**PROBLEM REQUIREMENTS**
Print out the entries that follow exactly, missing none.
Segment Start: SUPPLIED MATERIAL
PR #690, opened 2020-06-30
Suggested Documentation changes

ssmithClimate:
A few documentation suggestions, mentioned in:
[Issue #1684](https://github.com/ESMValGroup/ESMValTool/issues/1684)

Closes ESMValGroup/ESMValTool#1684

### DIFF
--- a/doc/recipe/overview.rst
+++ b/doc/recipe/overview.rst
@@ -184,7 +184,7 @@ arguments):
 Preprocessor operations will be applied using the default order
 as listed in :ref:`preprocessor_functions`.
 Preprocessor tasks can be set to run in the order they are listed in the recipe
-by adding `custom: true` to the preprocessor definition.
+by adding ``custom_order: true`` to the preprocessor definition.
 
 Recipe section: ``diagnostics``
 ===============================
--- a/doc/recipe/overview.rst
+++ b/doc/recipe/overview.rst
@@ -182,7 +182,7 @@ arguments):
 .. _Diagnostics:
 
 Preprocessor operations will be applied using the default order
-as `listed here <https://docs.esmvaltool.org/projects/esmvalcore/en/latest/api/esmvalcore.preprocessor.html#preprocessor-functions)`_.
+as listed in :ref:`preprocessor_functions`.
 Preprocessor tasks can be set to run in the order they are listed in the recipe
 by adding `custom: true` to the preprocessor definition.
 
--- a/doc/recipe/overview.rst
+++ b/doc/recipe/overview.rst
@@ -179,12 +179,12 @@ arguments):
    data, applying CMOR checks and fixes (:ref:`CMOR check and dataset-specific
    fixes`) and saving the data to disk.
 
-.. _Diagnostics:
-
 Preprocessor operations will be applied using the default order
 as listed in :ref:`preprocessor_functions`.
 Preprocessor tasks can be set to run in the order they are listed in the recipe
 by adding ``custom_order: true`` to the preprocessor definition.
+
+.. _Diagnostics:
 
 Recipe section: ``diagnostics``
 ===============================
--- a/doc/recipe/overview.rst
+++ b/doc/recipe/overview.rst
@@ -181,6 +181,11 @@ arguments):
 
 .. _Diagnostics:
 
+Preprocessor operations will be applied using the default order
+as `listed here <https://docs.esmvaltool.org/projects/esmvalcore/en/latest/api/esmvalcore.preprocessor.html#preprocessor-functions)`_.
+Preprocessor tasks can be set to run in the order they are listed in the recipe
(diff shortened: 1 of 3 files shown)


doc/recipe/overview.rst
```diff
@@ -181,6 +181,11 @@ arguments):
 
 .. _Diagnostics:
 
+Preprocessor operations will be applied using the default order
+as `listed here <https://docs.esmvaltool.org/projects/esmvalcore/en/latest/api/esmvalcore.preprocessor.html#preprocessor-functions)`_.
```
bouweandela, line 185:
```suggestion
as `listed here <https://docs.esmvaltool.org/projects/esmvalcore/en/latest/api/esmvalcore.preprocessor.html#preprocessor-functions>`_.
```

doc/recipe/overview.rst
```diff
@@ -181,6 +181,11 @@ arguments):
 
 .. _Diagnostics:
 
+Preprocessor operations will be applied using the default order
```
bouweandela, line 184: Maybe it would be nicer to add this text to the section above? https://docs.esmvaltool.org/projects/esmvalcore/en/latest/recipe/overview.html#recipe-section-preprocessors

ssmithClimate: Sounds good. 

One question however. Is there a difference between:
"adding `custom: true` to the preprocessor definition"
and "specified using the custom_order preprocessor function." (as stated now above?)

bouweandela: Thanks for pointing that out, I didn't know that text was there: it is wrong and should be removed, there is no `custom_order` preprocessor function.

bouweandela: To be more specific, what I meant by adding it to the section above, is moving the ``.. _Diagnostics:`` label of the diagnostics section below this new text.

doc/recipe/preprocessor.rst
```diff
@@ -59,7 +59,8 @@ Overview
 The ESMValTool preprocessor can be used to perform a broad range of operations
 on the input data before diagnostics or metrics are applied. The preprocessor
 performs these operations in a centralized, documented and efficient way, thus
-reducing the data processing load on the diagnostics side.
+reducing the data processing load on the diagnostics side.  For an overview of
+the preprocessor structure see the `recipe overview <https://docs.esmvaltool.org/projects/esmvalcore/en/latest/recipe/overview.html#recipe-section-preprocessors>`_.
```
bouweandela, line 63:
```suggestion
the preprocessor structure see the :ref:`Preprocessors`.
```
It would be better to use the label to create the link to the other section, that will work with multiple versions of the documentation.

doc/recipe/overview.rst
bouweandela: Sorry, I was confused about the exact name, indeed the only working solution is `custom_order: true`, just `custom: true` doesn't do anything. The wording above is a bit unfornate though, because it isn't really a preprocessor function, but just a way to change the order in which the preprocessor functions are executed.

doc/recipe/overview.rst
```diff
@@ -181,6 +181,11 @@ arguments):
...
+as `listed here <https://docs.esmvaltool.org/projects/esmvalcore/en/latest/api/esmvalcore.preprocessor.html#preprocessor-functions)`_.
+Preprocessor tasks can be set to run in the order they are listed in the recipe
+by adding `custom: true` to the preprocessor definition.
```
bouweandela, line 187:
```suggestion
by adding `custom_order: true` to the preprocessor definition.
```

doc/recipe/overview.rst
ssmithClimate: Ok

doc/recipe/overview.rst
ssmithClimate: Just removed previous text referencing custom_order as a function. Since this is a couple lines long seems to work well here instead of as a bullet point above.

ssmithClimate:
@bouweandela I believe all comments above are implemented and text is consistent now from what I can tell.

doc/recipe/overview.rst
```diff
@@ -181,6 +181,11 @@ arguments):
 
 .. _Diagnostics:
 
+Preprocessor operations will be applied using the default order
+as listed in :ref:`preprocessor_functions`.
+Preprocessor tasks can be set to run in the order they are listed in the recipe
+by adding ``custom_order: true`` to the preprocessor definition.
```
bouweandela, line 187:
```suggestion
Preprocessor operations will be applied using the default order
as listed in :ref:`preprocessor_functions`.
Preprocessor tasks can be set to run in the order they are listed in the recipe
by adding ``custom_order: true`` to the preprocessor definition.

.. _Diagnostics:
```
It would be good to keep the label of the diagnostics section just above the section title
Segment End: SUPPLIED MATERIAL
**ANSWER SECTION**
PR #690, opened 2020-06-30
Suggested Documentation changes

ssmithClimate:
A few documentation suggestions, mentioned in:
[Issue #1684](https://github.com/ESMValGroup/ESMValTool/issues/1684)

Closes ESMValGroup/ESMValTool#1684

### DIFF
--- a/doc/recipe/overview.rst
+++ b/doc/recipe/overview.rst
@@ -184,7 +184,7 @@ arguments):
 Preprocessor operations will be applied using the default order
 as listed in :ref:`preprocessor_functions`.
 Preprocessor tasks can be set to run in the order they are listed in the recipe
-by adding `custom: true` to the preprocessor definition.
+by adding ``custom_order: true`` to the preprocessor definition.
 
 Recipe section: ``diagnostics``
 ===============================
--- a/doc/recipe/overview.rst
+++ b/doc/recipe/overview.rst
@@ -182,7 +182,7 @@ arguments):
 .. _Diagnostics:
 
 Preprocessor operations will be applied using the default order
-as `listed here <https://docs.esmvaltool.org/projects/esmvalcore/en/latest/api/esmvalcore.preprocessor.html#preprocessor-functions)`_.
+as listed in :ref:`preprocessor_functions`.
 Preprocessor tasks can be set to run in the order they are listed in the recipe
 by adding `custom: true` to the preprocessor definition.
 
--- a/doc/recipe/overview.rst
+++ b/doc/recipe/overview.rst
@@ -179,12 +179,12 @@ arguments):
    data, applying CMOR checks and fixes (:ref:`CMOR check and dataset-specific
    fixes`) and saving the data to disk.
 
-.. _Diagnostics:
-
 Preprocessor operations will be applied using the default order
 as listed in :ref:`preprocessor_functions`.
 Preprocessor tasks can be set to run in the order they are listed in the recipe
 by adding ``custom_order: true`` to the preprocessor definition.
+
+.. _Diagnostics:
 
 Recipe section: ``diagnostics``
 ===============================
--- a/doc/recipe/overview.rst
+++ b/doc/recipe/overview.rst
@@ -181,6 +181,11 @@ arguments):
 
 .. _Diagnostics:
 
+Preprocessor operations will be applied using the default order
+as `listed here <https://docs.esmvaltool.org/projects/esmvalcore/en/latest/api/esmvalcore.preprocessor.html#preprocessor-functions)`_.
+Preprocessor tasks can be set to run in the order they are listed in the recipe
(diff shortened: 1 of 3 files shown)


doc/recipe/overview.rst
```diff
@@ -181,6 +181,11 @@ arguments):
 
 .. _Diagnostics:
 
+Preprocessor operations will be applied using the default order
+as `listed here <https://docs.esmvaltool.org/projects/esmvalcore/en/latest/api/esmvalcore.preprocessor.html#preprocessor-functions)`_.
```
bouweandela, line 185:
```suggestion
as `listed here <https://docs.esmvaltool.org/projects/esmvalcore/en/latest/api/esmvalcore.preprocessor.html#preprocessor-functions>`_.
```

doc/recipe/overview.rst
```diff
@@ -181,6 +181,11 @@ arguments):
 
 .. _Diagnostics:
 
+Preprocessor operations will be applied using the default order
```
bouweandela, line 184: Maybe it would be nicer to add this text to the section above? https://docs.esmvaltool.org/projects/esmvalcore/en/latest/recipe/overview.html#recipe-section-preprocessors

ssmithClimate: Sounds good. 

One question however. Is there a difference between:
"adding `custom: true` to the preprocessor definition"
and "specified using the custom_order preprocessor function." (as stated now above?)

bouweandela: Thanks for pointing that out, I didn't know that text was there: it is wrong and should be removed, there is no `custom_order` preprocessor function.

bouweandela: To be more specific, what I meant by adding it to the section above, is moving the ``.. _Diagnostics:`` label of the diagnostics section below this new text.

doc/recipe/preprocessor.rst
```diff
@@ -59,7 +59,8 @@ Overview
 The ESMValTool preprocessor can be used to perform a broad range of operations
 on the input data before diagnostics or metrics are applied. The preprocessor
 performs these operations in a centralized, documented and efficient way, thus
-reducing the data processing load on the diagnostics side.
+reducing the data processing load on the diagnostics side.  For an overview of
+the preprocessor structure see the `recipe overview <https://docs.esmvaltool.org/projects/esmvalcore/en/latest/recipe/overview.html#recipe-section-preprocessors>`_.
```
bouweandela, line 63:
```suggestion
the preprocessor structure see the :ref:`Preprocessors`.
```
It would be better to use the label to create the link to the other section, that will work with multiple versions of the documentation.

doc/recipe/overview.rst
bouweandela: Sorry, I was confused about the exact name, indeed the only working solution is `custom_order: true`, just `custom: true` doesn't do anything. The wording above is a bit unfornate though, because it isn't really a preprocessor function, but just a way to change the order in which the preprocessor functions are executed.

doc/recipe/overview.rst
```diff
@@ -181,6 +181,11 @@ arguments):
...
+as `listed here <https://docs.esmvaltool.org/projects/esmvalcore/en/latest/api/esmvalcore.preprocessor.html#preprocessor-functions)`_.
+Preprocessor tasks can be set to run in the order they are listed in the recipe
+by adding `custom: true` to the preprocessor definition.
```
bouweandela, line 187:
```suggestion
by adding `custom_order: true` to the preprocessor definition.
```

doc/recipe/overview.rst
ssmithClimate: Ok

doc/recipe/overview.rst
ssmithClimate: Just removed previous text referencing custom_order as a function. Since this is a couple lines long seems to work well here instead of as a bullet point above.

ssmithClimate:
@bouweandela I believe all comments above are implemented and text is consistent now from what I can tell.

doc/recipe/overview.rst
```diff
@@ -181,6 +181,11 @@ arguments):
 
 .. _Diagnostics:
 
+Preprocessor operations will be applied using the default order
+as listed in :ref:`preprocessor_functions`.
+Preprocessor tasks can be set to run in the order they are listed in the recipe
+by adding ``custom_order: true`` to the preprocessor definition.
```
bouweandela, line 187:
```suggestion
Preprocessor operations will be applied using the default order
as listed in :ref:`preprocessor_functions`.
Preprocessor tasks can be set to run in the order they are listed in the recipe
by adding ``custom_order: true`` to the preprocessor definition.

.. _Diagnostics:
```
It would be good to keep the label of the diagnostics section just above the section title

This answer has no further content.